Here's a script that reproduces the issue with high reliability for me:

#!/bin/bash                                                                                                                                                                                              

set -x

DIR=$(mktemp -d -p $(pwd))

mkdir $DIR/d1
mkdir $DIR/d2

echo dummy > $DIR/d1/dummy
echo dummy > $DIR/d2/dummy

echo one > $DIR/d1/afile
sleep 0.1
echo two > $DIR/d2/afile

/usr/bin/stat $DIR/d1/afile | grep Mod
/usr/bin/stat $DIR/d2/afile | grep Mod

~/packages/rsync/rsync --delete -a -HAX -vii $DIR/d2/ $DIR/d1

diff -r $DIR/d1 $DIR/d2

/usr/bin/stat $DIR/d1/afile | grep Mod
/usr/bin/stat $DIR/d2/afile | grep Mod



If the diff shows a difference, then the rsync didn't copy afile's contents over. However, note the stat info from the last two lines - the updated modify timestamp *will* be synced, making an inconsistent sync.

The following patch adds a check of the high-res timestamp to unchanged_file. This solves the problem for me, and I've guarded it so it shouldn't break on systems with no high-res timestamp. Please let me know if I can be helpful in testing it further or making it more robust.



diff --git a/generator.c b/generator.c
index 3a4504f..2f64f5d 100644
--- a/generator.c
+++ b/generator.c
@@ -588,7 +588,11 @@ int unchanged_file(char *fn, struct file_struct *file, STRUCT_STAT *st)
        if (ignore_times)
                return 0;
 
-       return cmp_time(st->st_mtime, file->modtime) == 0;
+       return cmp_time(st->st_mtime, file->modtime) == 0
+#ifdef ST_MTIME_NSEC
+               && st->ST_MTIME_NSEC == F_MOD_NSEC(file)
+#endif
+               ;
 }
Comment 1 Michael McCracken 2015-09-14 21:38:27 UTC
Created attachment 11440 [details]
patch to check hi-res timestamp in unchanged_file
Comment 2 Andrey Gursky 2016-01-23 02:04:23 UTC
(In reply to Michael McCracken from comment #1)

I believe the rsync maintainer might have commented this with at least the reference to the mailing list [1], where this has been already proposed, though ignored (like this bug report either).

The things are not so easy, of course [2] (and follow the discussion).

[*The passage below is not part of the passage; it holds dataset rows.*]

PR #26, opened 2023-04-24
Use Pathlib

catherinedevlin:
Pathlib is a new(-ish) standard library module (introduced 3.4) that provides a cleaner and more reliable way to handle file paths than the old os.path methods. They bake in OS-safety, adapting to Windows back-slashes and Unix forward-slashes seamlessly. Switching to Pathlib cleans up the code a little and avoids possible Windows problems.

Code by Phil Robare (@versilimidude2)

PR #27, opened 2023-04-24
Use pre-commit

catherinedevlin:
- Added pre-commit configuration
- Applied black formatting

Since the CI is set up to run format checks - see the failures at https://github.com/projectmesa/mesa-examples/pull/26 - I thought the repo overall could use similar pre-commit.

### DIFF
--- a/.gitignore
+++ b/.gitignore
@@ -79,3 +79,5 @@ dmypy.json
 
 # Virtual environment
 venv/
+
+examples/caching_and_replay/my_cache_file_path.cache
--- a/.pre-commit-config.yaml
+++ b/.pre-commit-config.yaml
@@ -6,7 +6,6 @@ repos:
 -   repo: https://github.com/psf/black
     rev: 23.3.0
     hooks:
-      - id: black
       - id: black-jupyter
 -   repo: https://github.com/asottile/pyupgrade
     rev: v3.3.1
--- a/.pre-commit-config.yaml
+++ b/.pre-commit-config.yaml
@@ -1,0 +1,21 @@
+ci:
+    autoupdate_schedule: 'monthly'
+    autofix_prs: false
+
+repos:
+-   repo: https://github.com/psf/black
+    rev: 23.3.0
+    hooks:
+      - id: black
+      - id: black-jupyter
+-   repo: https://github.com/asottile/pyupgrade
+    rev: v3.3.1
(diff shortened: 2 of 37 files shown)


gis/geo_sir/model.py
```diff
@@ -101,7 +104,8 @@ def step(self):
         self.steps += 1
         self.reset_counts()
         self.schedule.step()
-        self.space._recreate_rtree()  # Recalculate spatial tree, because agents are moving
+        self.space._recreate_rtree()  # Recalculate spatial tree,
```
rht, line 107: The comment should be before the `self.space._recreate_rtree()` line, so that there is continuity in the comment.

.pre-commit-config.yaml
```diff
@@ -0,0 +1,21 @@
+ci:
+    autoupdate_schedule: 'monthly'
+    autofix_prs: false
+
+repos:
+-   repo: https://github.com/psf/black
+    rev: 23.3.0
+    hooks:
+      - id: black
+      - id: black-jupyter
```
rht, line 10: I think `black-jupyter` supersedes `black`. See also: https://github.com/projectmesa/mesa/blob/34eb008aa849c70f80e0fa69198d82ba2bf82193/.pre-commit-config.yaml#L9

.gitignore
```diff
@@ -79,3 +79,5 @@ dmypy.json
 
 # Virtual environment
 venv/
+
+examples/caching_and_replay/my_cache_file_path.cache
```
rht, line 83: This is the default file name in the `caching_and_replay` example, so I suppose it is fine to be added in .gitignore.

.pre-commit-config.yaml
catherinedevlin: Thanks for the suggestions; incorporated!

jackiekazil: This comment it out of date -- something is wrong with Github and it is not registering correctly. 
@catherinedevlin has fixed the issue -- it is identifiable in the file. This is super weird behavior on github ... took us awhile to troubleshoot.

gis/geo_sir/model.py
jackiekazil: changes fix this.

jackiekazil:
This looks to me.

PR #28, opened 2023-04-25
Fix bug boltzman model agent giving money to itself

houssam7737:
Pop the current agent from the list of agents on the cell, and then randomly picking an agent.


houssam7737:
pre-commit.ci autofix

jackiekazil:
LGTM

PR #33, opened 2023-05-01
Fix bug in tutorial to calculate MRS with potential trade

tpike3:
- update maybe_sell_spice() so calculate_MRS() takes potential sugar and spice based on trade
- update calculate_MRS() with kwargs so it can take potential trade but defaults to agents sugar and spice 
Update increases agent_reporter due to number of trades creating memory issues
- Update data collection so non-relevant data rmeoved on each step (i.e. sugar and spice agents don't have trade partners)

### DIFF
--- a/examples/sugarscape_g1mt/sugarscape_g1mt/model.py
+++ b/examples/sugarscape_g1mt/sugarscape_g1mt/model.py
@@ -187,6 +187,24 @@ class SugarscapeG1mt(mesa.Model):
 
         # collect model level data
         self.datacollector.collect(self)
+        """
+        Mesa is working on updating datacollector agent reporter
+        so it can collect information on specific agents from
+        mesa.time.RandomActivationByType.
+
+        Please see issue #1419 at
+        https://github.com/projectmesa/mesa/issues/1419
+        (contributions welcome)
+
+        Below is one way to update agent_records to get specific Trader agent data
+        """
+        # Need to remove excess data
+        # Create local variable to store trade data
+        agent_trades = self.datacollector._agent_records[self.schedule.steps]
+        # Get rid of all None to reduce data storage needs
+        agent_trades = [agent for agent in agent_trades if agent[2] is not None]
+        # Reassign the dictionary value with lean trade data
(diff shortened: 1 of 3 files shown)


rht:
I think we should set `sugar` and `spice` to be required arguments, making them explicit, and thus, requires less justification on whether they are correct.

tpike3:
Made calculate_MRS so it requires sugar and spice. I also increased the number of runs since the memory issue is mitigated.

examples/sugarscape_g1mt/sugarscape_g1mt/model.py
```diff
@@ -187,6 +187,13 @@ def step(self):
 
         # collect model level data
         self.datacollector.collect(self)
+        # Need to remove excess data
+        # Create local variable to store trade data
```
rht, line 191: What about https://github.com/projectmesa/mesa/issues/1419#issuecomment-1257158578 ? Which doesn't expose the internal wiring of the `DataCollector`.

tpike3: My concern with putting it in the model collector is the point of the lesson is to talk about the agent reporter. Showing the internal wiring of `datacollector`, I think is more consistent with the learning objectives as I show the source code in various lessons.. This leads back to your second comment that we would need to build a class for collecting `DataCollectorRABT`. 

So in I would prefer to show the internal wiring... I don't know.. what do you think?

rht: I suppose it is fine for now as long as there is a comment that says this part is still a work in progress, with a link to #1419.

tpike3: Comment added

rht:
Needs Black formatting,

tpike3:
> There are still trailing whitespaces in examples/sugarscape_g1mt/sugarscape_g1mt/model.py.

Sorry about that forget to install pre-commit in my mesa-examples.

rht:
LGTM

Issue #4917, opened 2024-08-08
Docusign wrap up


shaun-technovation:
- [x] Disable send buttons after sending to help prevent duplicate documents from being sent
- [x] Prevent more than one affiliation agreement from being sent
- [x] Make the title field required
- [x] Update the organization name and location fields
- [x] "Unlink" location and title fields
- [x] Make location required
- [x] Add organization name (to the footer) - **A new issue was created for this #4948**

dboyer:
One note on this. I found that when moving between send and void, the text on the button doesn't change until after a page refresh. For example as shown [in this recording](https://drive.google.com/file/d/1iLRKM6ZnaVPZNaLcHz9SE98s8evT4yyW/view?usp=drivesdk):

1. I clicked send agreement
2. The page showed that sending the agreement was in the queue and the send button remained the same
3. I refreshed the page and now the button said void
4. I clicked the button to void the agreement and got the header message that voiding would happen
5. The void button remained and did not change to a send button until I refreshed the page

Issue #4876, opened 2024-07-24
Set up official 2025 agreements on DocuSign


dboyer:
PT will set up the two templates in DocuSign.

- ChA legal agreement
- Chapter Affiliation Agreement

This task covers linking to those final agreements on DocuSign. @shaun-technovation Please feel free to add anything else here that you would like. I know we also have #4701 to cover the go live on production.

One question: Is it possible to automatically apply a signature from someone at Technovation? We don't want to manually countersign each doc. If an auto-applied signature isn't possible, we'll just go with having the ChA sign it and not someone from Technovation.

dboyer:
Hey team! Please [add your planning poker estimate](https://app.zenhub.com/workspaces/Technovation-605271851956b1000ec2f24d/issues/Iridescent-CM/technovation-app/4876?planning-poker) with Zenhub @shaun-technovation @viviancan

dboyer:
@shaun-technovation We would need to set up a new signature spot in the doc for us to pre-fill after the doc is signed. I think we can launch without that though because as you said, an auto-signature might not be ideal.

Tested the new docs on QA and I think the fields in the header of the Chapter Affiliation Agreement are off. It should be:

"an understanding made between Technovation, a US 501c3 nonprofit, and ORGANIZATION with offices in LOCATION (herein referred to as Partner)"

- It looks like spot where the organization name is supposed to be pre-filled is currently pre-filled with the legal contact's name. The spot where the location should go is being pre-filled with the organization's name. The location spot can just be an empty spot where the legal contact fills in the legal address for the org. 

- Can we make the title field required on the Chapter Affiliation Agreement?

No concerns with the ChA agreement!

dboyer:
Tested on QA and confirmed:

- Org field is now pre-filled with the org name
- I see a field to add a location
- The title field is required

@shaun-technovation One issue - it looks like the field for the location in the header is linked to the title field in the footer. Whatever I put in one field is added to the other field too. I can't have different text in each field.

dboyer:
One more note: looks like the bottom fields aren't fillable on the production version
<img width="776" alt="Screen Shot 2024-08-09 at 1 57 28 PM" src="https://github.com/user-attachments/assets/186aa6ee-fecb-4e86-8a75-ce53bf6fbb3a">

dboyer:
Confirming that the two fields are not linked on the production documents.

PR #4928, opened 2024-08-09
Update affiliation agreement Docusign fields

shaun-technovation:
This will update the location and title fields for the affiliation agreement.

Location:

- Making it required
- Adjusting the width
- Adding a label and id

Title:

- Adding a label and id

The ids are needed so they're treated as separate fields.

Related to: #4917, #4876


viviancan (approved):
👍

Issue #4934, opened 2024-08-12
Create rake task that will set a ChA as the legal contact for an org


dboyer:
There are several existing ChAs that will serve as the legal contact for their org. If possible, could we create a rake task that would take a participant ID and an org name (or ID) and set that participant as the org's legal contact? It would not need to automatically send the legal agreement. Program team can take care of sending it.

dboyer:
Moving to done as all chapters are migrated.

PR #4943, opened 2024-08-13
Rake task to make ChAs legal contacts

shaun-technovation:
This rake task will make a chapter ambassador a legal contacts for their chapter.

This rake task needs a list of account ids, for each account id, if they are a chapter ambassador, they belong to a chapter, and a legal contact isn't already setup, it these conditions are met it will make the chapter ambassador the legal contact for the chapter.

The rake task is run with this command:

`bundle exec rake set_chapter_ambassadors_as_legal_contacts[account_ids]`

Addresses: #4934


viviancan (approved):
Did not try locally, but looks straightforward! Nice work on this 💯

Issue #4913, opened 2024-08-07
Add Salesforce program participant record for profile conversions/additions


shaun-technovation:
When profiles get converted or added during the season, we need to create a new program participant record in Salesforce for the new profile type.

- Student to mentors
- Judges to mentors
- Mentors to judges
- Mentors to ChAs

And any other conversions that happen during a season.

For context, each profile type has their own program participant record in Salesforce. When someone gets registered to the season, all known profile types at that time will get their program participant created in Salesforce. But any profile types added during the season will need to have their program participant record created in Salesforce.

Issue #4904, opened 2024-08-06
Salesforce wrap up work


shaun-technovation:
From the Salesforce email sent on 7/24:

- Map email address to alternate email in Salesforce (`npe01__AlternateEmail__c`)
- Only send date of birth for students

From the Salesforce email sent on 8/6:

- Send "Club Ambassador" as "Mentor Role"
- Remove "Club Ambassador" from "Mentor Types"

I couldn't find this documented, but last I heard we wanted this:
- Convert periods to LNU in the conversion rake task and service (that updates their info)

dboyer:
@shaun-technovation I see you saw the update that we're not moving to LNU for the period. In our Salesforce [meeting yesterday](https://docs.google.com/document/d/1x0pUaf6BrhiGEXKY1WuO9fa-VVCDE_2MNozFVsawx50/edit#heading=h.4dewty1ilrg1), Sasha also said that we can keep club ambassador as a mentor type. Apologies if you had already changed it to a mentor role. I didn't think you'd get to it before I updated the issue this morning.

PR #4944, opened 2024-08-13
Only add Salesforce program participant record if upsert was successful

shaun-technovation:
I mentioned on standup that the Salesforce errors are coming in pairs, the first error message is when the upsert fails:
`DUPLICATE_VALUE: duplicate value found: Platform_Participant_ID__c`

Which leads to this error (b/c we don't have a contact id which gets returned from the upsert):

`REQUIRED_FIELD_MISSING: Required fields are missing: [Contact__c]`

This PR addresses the second error message. It's basically a band-aid/hack fix where if the upsert to Salesforce fails, we won't try to add a program participant record because we won't have a contact id for them (which is needed to create the program participant record). A real fix is figuring out why the upsert can fail with the error message:

`DUPLICATE_VALUE: duplicate value found: Platform_Participant_ID__c`

Upsert should update or insert by the `Platform_Participant_Id__c`, there shouldn't be any duplicate ids in Salesforce because it's marked as distinct. I don't have a fix for this at the moment, so the "fix" here is to stop trying to create the program participant record if there isn't a contact id, which should stop these errors from coming in:

`REQUIRED_FIELD_MISSING: Required fields are missing: [Contact__c]`

Related to: #4904 #4913

### DIFF
--- a/app/services/salesforce/api_client.rb
+++ b/app/services/salesforce/api_client.rb
@@ -45,16 +45,18 @@ module Salesforce
         salesforce_contact_id = upsert_contact
       end
 
-      handle_request "Setting up account (#{account.id}) for current season" do
-        client.insert!(
-          "Program_Participant__c",
-          {
-            Contact__c: salesforce_contact_id,
-            Platform_Participant_Id__c: account.id,
-            Year__c: Season.current.year,
-            Type__c: profile_type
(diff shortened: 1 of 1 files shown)


viviancan (approved):

viviancan:
Lgtm! Let me know if there's anything I can do to support.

[1] [PATCH] Consider nanoseconds when quick-checking for unchanged files
    https://lists.samba.org/archive/rsync/2014-December/029853.html
[2] [PATCH] Consider nanoseconds when quick-checking for unchanged files
    https://lists.samba.org/archive/rsync/2016-January/030511.html
Comment 3 Wayne Davison 2016-01-24 19:52:49 UTC
The latest git version has an option that lets you choose to include nanoseconds in comparisons if you want them. Having it on by default would likely cause far too many headaches for various backup solutions that use an older filesystem (e.g. ext3) that doesn't support nanoseconds.